Хотя было раннее утро, солнце уже изрядно припекало. Наш корабль стоял на якоре, покачиваясь на зеленых, как бутылочное стекло, волнах. Обращая взгляд на берег, я видел прекрасный город, раскинувшийся у подножия горы. Высокая скала выдавалась далеко в море, на ее террасах лепились жилые дома, а на вершине расположился древний замок с крепостными стенами и сторожевыми башнями. Двойные арки римского акведука соединяли эту скалу с окрестными холмами.

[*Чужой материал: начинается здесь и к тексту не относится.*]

PR #356, opened 2016-07-30
Catching errors in once crashes process

### LINKED ISSUE #355: Properly catching invalid connection init level errors
`createConnection` connect with database as soon its called. So you can query directly like

```js
let connection = mysql2.createConnection({});

connection.query('SELECT 1+1');
```

But this pose an issue, say when you pass invalid credentials. It will throw an async error which cannot be caught unless we use `process.uncaughtException` or `domains`.

Is there any way we can handle this error properly without using hacks. This is also a deviation 
from `node-mysql` API, which allow creating connections without actually connecting.

May be we should add a version of `createConnection` which does not connect with server unless we explicitly call `connect`. So if `connect` fails we can handle any errors properly.

sushantdhiman:
This will NOT crash the process
```js
var connection = mysql2.createConnection({ invalid credentials });
connection.on('error', handler);
```

But this will
```js
var connection = mysql2.createConnection({ invalid credentials });
connection.once('error', handler);
```

When error are handled in `once` they still bubble up to process level.

**Fixes**

- Handling errors in either `on` or `once` work now
- No multiple error events if handshake resulted in error

Closes #355

### DIFF
--- a/lib/commands/client_handshake.js
+++ b/lib/commands/client_handshake.js
@@ -68,10 +68,10 @@ ClientHandshake.prototype.calculateNativePasswordAuthToken = function (authPlugi
 ClientHandshake.prototype.handshakeInit = function (helloPacket, connection) {
   var command = this;
 
-  this.on('error', function (err) {
-    connection._protocolError = err;
-    connection.emit('error', err);
+  this.on('error', function (e) {
+    connection._protocolError = e;
   });
+
   this.handshake = Packets.Handshake.fromPacket(helloPacket);
   if (connection.config.debug) {
     console.log('Server hello packet: capability flags:%d=(%s)', this.handshake.capabilityFlags,
--- a/lib/connection.js
+++ b/lib/connection.js
@@ -103,19 +103,17 @@ function Connection (opts)
       return;
     }
 
-    // TODO: move to protocolError()
     if (!connection._protocolError) { // no particular error message before disconnect
-      connection._protocolError = 'PROTOCOL_CONNECTION_LOST';
+      connection._protocolError = new Error('Connection lost: The server closed the connection.');
+      connection._protocolError.fatal = true;
+      connection._protocolError.code = 'PROTOCOL_CONNECTION_LOST';
     }
-    var err = new Error('Connection lost: The server closed the connection.');
-    err.fatal = true;
-    err.code = connection._protocolError;
-    connection._notifyError(err);
+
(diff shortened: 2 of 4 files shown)


sidorares:
yes, if I add `on.error((e) => console.log('err'))` I can see it printed 3 times from different places. Need to clean up this.

Try the following example and you'll see who is emitting error:

```js
var connection = mysql2.createConnection({ password: 'foo' });

connection.on('error', (e) => { console.trace() });
```

sidorares:
1) Handshake error is reported more than one - this needs to be fixed
2) Currently with mysql2 the only reliable way to catch errors is to attach 'error' handler to connection. I'm not sure what's the good way to avoid this restriction. Potentially, if there is an error and there is no command currently being processed ( or in the queue ) the connection could go into 'invalid' state and trigger error on next command ( to a command callback ). Advantage: no crash even if users don't listen for connection errors. Disadvantage: errors reported later and not at the moment they occur. Not sure what's current node-mysql in this regard

sushantdhiman:
1) Done
2) `createConnection` start connecting when called, so we have to use `.on` handlers. `node-mysql` `createConnection` doesn't start connecting immediately, we need to call `connect` function. `connect` accepts a callback which reports errors otherwise pass connection. We can look for similar implementation so we can handle handshake errors in a better way.

In my case I expected promise wrapper to work like this

```js
mysql2.createConnectionPromise( { invalid credentails })
.then((connection) => {
   console.log(connection);
})
.catch((err) => {
//Access Denied Error
})
```

But this wasn't the case, I still get `uncaughtException`. But now issue with `error` event upon handshake are resolved so there is no hurry for these changes

sushantdhiman:
Also this PR can be merged. Let me know if there are any changes

sidorares:
Looks good to me! Do you have any thoughts re handling errors in between queries?

sushantdhiman:
`connect` is only good for handling the handshake / init level errors. But if our connection is lost in between queries, it better to handle that at `connection.on` level.

sidorares:
This is the current behaviour (and it assumes you must attach error handler to connection if it's a long running server and you don't want process to crash at some point and not using connection pool)

sushantdhiman:
And this is the correct behavior. Plus now error event will not be called multiple time (on handshake) and will work with `once` too.

sidorares:
great, thanks for your work @sushantdhiman !

Issue #315, opened 2016-05-25
Named Placeholders not working in Pool.Execute


ericvolp12:
Hey, I've been having issues with pooled connections using the standard method of requesting a connection from the pool, setting named placeholders of the connection, executing the query with that connection, then releasing the connection after error or success. The issue I've got is that eventually I get an error when performing any mysql command from that pool that gives me a: `[Error: This socket has been ended by the other party] code: 'EPIPE'`

Now I'm trying to use pool.execute() to achieve the same results but using the pool itself instead of grabbing a single connection from the pool. For some reason, despite my use of:
`pool.config.namedPlaceholders = true;`
I'm getting issues trying to execute my queries where the data is not being prepared into the query before it is sent.

My database accessor class looks like this:
```javascript
//MySQL Configuration
var mysql = require('mysql2');

//Configure the mysql pools for the web database
var pool = mysql.createPool({
    host     : creds.mysql.host,
    user     : creds.mysql.user,
    password : creds.mysql.password,
    database : creds.mysql.db
});

pool.config.namedPlaceholders = true;

var winston = require('winston');


/**
 * Function to prepare and execute a query in the DB
 * @param query - Query to execute
 * @param data - Data to pass into the query's placeholders
 */
function execute(query, data) {
    return new Promise(function (resolve, reject) {
        //Execute the query and pass in the data
        pool.execute(query, data, function (err, rows) {
            if (err) {
                console.log(err);
                winston.log(err);
                reject(err);
            } else {
                resolve(rows);
            }
        });
    });
}
```

And the error I'm getting with a standard query that worked with the old method (but not after like 36 hours when the pool timed out or something), is this:
```
{ Error: You have an error in your SQL syntax; check the manual that corresponds to your MariaDB server version for the right syntax to use near ':asin LIMIT 1' at line 1
```

The query is this - `"SELECT * FROM listings WHERE asin=:asin LIMIT 1;";`
And the value I'm passing is - `{asin: asin}` where asin is actually a value and I know it is.

Is there anyone who might be able to tell me what's going on? I've been reading the source to see if there's something different about the config but I can't seem to see what I'm doing wrong or whether this is an error.

Thanks!

- Eric

sidorares:
What's the version of module? The issue might be related to #281 - this was merged recently, could you try master?

ericvolp12:
I guess in my package.json I'm using "mysql2": "^1.0.0-rc.1"

ChiperSoft:
[...]

PR #369, opened 2016-08-09
Fix pool namedplaceholders on execute

ChiperSoft:
Fix for issue #315 

`this.config` on a pool does not contain the namedPlaceholders option, it now lives inside `this.config.connectionConfig`. Thus, namedPlaceholders was always being set to undefined.

I also removed the argument swapping in Pool.execute. This conversion occurs inside connection.execute and does not need to be performed at the pool level. Doing it there actually breaks passing an options object instead of a query.

### DIFF
--- a/lib/pool.js
+++ b/lib/pool.js
@@ -145,11 +145,6 @@ Pool.prototype.query = function (sql, values, cb) {
 };
 
 Pool.prototype.execute = function (sql, values, cb) {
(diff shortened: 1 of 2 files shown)


CacheControl:
👍

ChiperSoft:
Working on the CI break. I didn't think there were any tests on pools...

sidorares:
👍

PR #372, opened 2016-08-13
pool connection time error is not propagated correctly to users and as a result process crashes

sidorares:
see test

might be a side effect of #356,  CCing @sushantdhiman

during `pool.query` or `pool.getConnection` if connection is created (e.i not reused) this part of code is executed: https://github.com/sidorares/node-mysql2/blob/26748034feef277d56f5d97907c4790591f307ec/lib/pool.js#L46

but for some reason, if there is connect time error (bad password or 'too many connections' error from ClientHandshake command is not returned - "error" is emitted on ClientHandshake and there is no error listener there, thus crashing process 

see also:
commands error handling: https://github.com/sidorares/node-mysql2/blob/26748034feef277d56f5d97907c4790591f307ec/lib/commands/command.js#L29-L33
Initial ClientHandshake command: https://github.com/sidorares/node-mysql2/blob/master/lib/connection.js#L105-L110

I think previously for commands with no error handler (and no onResult callback) error would be routed to connection

### DIFF
--- a/lib/commands/client_handshake.js
+++ b/lib/commands/client_handshake.js
@@ -75,6 +75,7 @@ ClientHandshake.prototype.handshakeInit = function (helloPacket, connection) {
   var command = this;
 
   this.on('error', function (e) {
+    connection._fatalError = e;
     connection._protocolError = e;
   });
 
--- a/lib/connection.js
+++ b/lib/connection.js
@@ -108,6 +108,9 @@ function Connection (opts)
       connection.threadId = handshakeCommand.handshake.connectionId;
       connection.emit('connect', handshakeCommand.handshake);
     });
+    handshakeCommand.on('error', function(err) {
+      connection._notifyError(err);
+    });
     this.addCommand(handshakeCommand);
   }
 }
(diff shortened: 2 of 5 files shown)


sushantdhiman:
We might need to handle errors in Command just like the Client Handshake.(https://github.com/sidorares/node-mysql2/blob/26748034feef277d56f5d97907c4790591f307ec/lib/commands/client_handshake.js#L78)

sidorares:
Looks like main cause was this ( `pool.query` shortcut ): https://github.com/sidorares/node-mysql2/blob/26748034feef277d56f5d97907c4790591f307ec/lib/pool.js#L133

If you have callback but not explicitly attach error to command this causes crash. Fix in commit https://github.com/sidorares/node-mysql2/pull/372/commits/33617dc8804cc03c7d96f104666cdfe736a39193

sidorares:
@sushantdhiman I added you as collaborator if you don't mind ( and to npm as well )

sushantdhiman:
Thanks @sidorares :)

sushantdhiman:
LGTM

Kennytian:
`SET GLOBAL wait_timeout = 60; `

run this command in mysql client command terminal, the timeout unit is seconds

Так выглядела Кавала, или Неаполь Фракийский, как его называли во времена святого Павла. Здесь, в этой маленькой гавани, апостол впервые ступил на европейскую землю. Это один из важнейших и драматических моментов его великой миссии. Христианство наконец-то преодолело невидимую границу между Востоком и Западом! Однако сам Павел вряд ли осознавал важность текущего мгновения. Он не разделял Европу и Азию — так, как это делаем мы. Он просто сошел на берег в Македонии, еще одной римской колонии. Перебрался из римской Троады в римский Неаполь. Перед ним тянулась Виа Эгнатиа, но вела она не на другой континент, а просто в римские колонии и эллинистические города — такие же, как те, что остались у него за спиной в Азии. Египетские и сирийские города олицетворяли великую энергию и богатство, в Малой Азии остались города с крупными библиотеками и великими храмами. Впереди Павла ждали измученные, разрушенные Афины — город, живущий былой славой, — и Рим — олицетворение жизненной энергии, великий повелитель мира. К западу от Рима жили чуждые, непонятные племена германцев и галлов, а еще дальше, почти у пределов обитаемого мира, лежал маленький и дикий остров Британия, лишь недавно присоединенный императором Клавдием к Римской империи.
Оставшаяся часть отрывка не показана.